======== Data listing ========

PR #831, opened 2022-07-02
feat(defn): support booleans

polvalente:
This PR adds support for booleans as tensor inputs (true -> 1, false -> 0),
which means that:

- We now support literal true and false being used as explicit tensor constants (i.e. `Nx.tensor(true)`)
~- Booleans are now valid inputs for defn and for Nx functions~
- logical and comparison expressions also work accordingly with booleans

### DIFF
--- a/nx/lib/nx.ex
+++ b/nx/lib/nx.ex
@@ -375,7 +375,7 @@ defmodule Nx do
   See also: `t:t/0`
   """
   @doc type: :guards
-  defguard is_tensor(t) when is_number(t) or is_struct(t, T) or is_struct(t, Complex)
+  defguard is_tensor(t) when is_number(t) or is_struct(t, T) or is_struct(t, Complex) or is_boolean(t)
 
   ## Creation API
 
@@ -698,7 +698,7 @@ defmodule Nx do
 
   defp tensor_or_number_to_binary(true, type), do: tensor_or_number_to_binary(1, type)
   defp tensor_or_number_to_binary(false, type), do: tensor_or_number_to_binary(0, type)
-  
+
   defp tensor_or_number_to_binary(%Complex{re: re, im: im}, {:c, size}) do
     number_to_binary(re, {:f, div(size, 2)}) <> number_to_binary(im, {:f, div(size, 2)})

========

▸ What to do
Return every line of the material above exactly.

▸ Exercise response
PR #831, opened 2022-07-02
feat(defn): support booleans

polvalente:
This PR adds support for booleans as tensor inputs (true -> 1, false -> 0),
which means that:

- We now support literal true and false being used as explicit tensor constants (i.e. `Nx.tensor(true)`)
~- Booleans are now valid inputs for defn and for Nx functions~
- logical and comparison expressions also work accordingly with booleans

### DIFF
--- a/nx/lib/nx.ex
+++ b/nx/lib/nx.ex
@@ -375,7 +375,7 @@ defmodule Nx do
   See also: `t:t/0`
   """
   @doc type: :guards
-  defguard is_tensor(t) when is_number(t) or is_struct(t, T) or is_struct(t, Complex)
+  defguard is_tensor(t) when is_number(t) or is_struct(t, T) or is_struct(t, Complex) or is_boolean(t)
 
   ## Creation API
 
@@ -698,7 +698,7 @@ defmodule Nx do
 
   defp tensor_or_number_to_binary(true, type), do: tensor_or_number_to_binary(1, type)
   defp tensor_or_number_to_binary(false, type), do: tensor_or_number_to_binary(0, type)
-  
+
   defp tensor_or_number_to_binary(%Complex{re: re, im: im}, {:c, size}) do
     number_to_binary(re, {:f, div(size, 2)}) <> number_to_binary(im, {:f, div(size, 2)})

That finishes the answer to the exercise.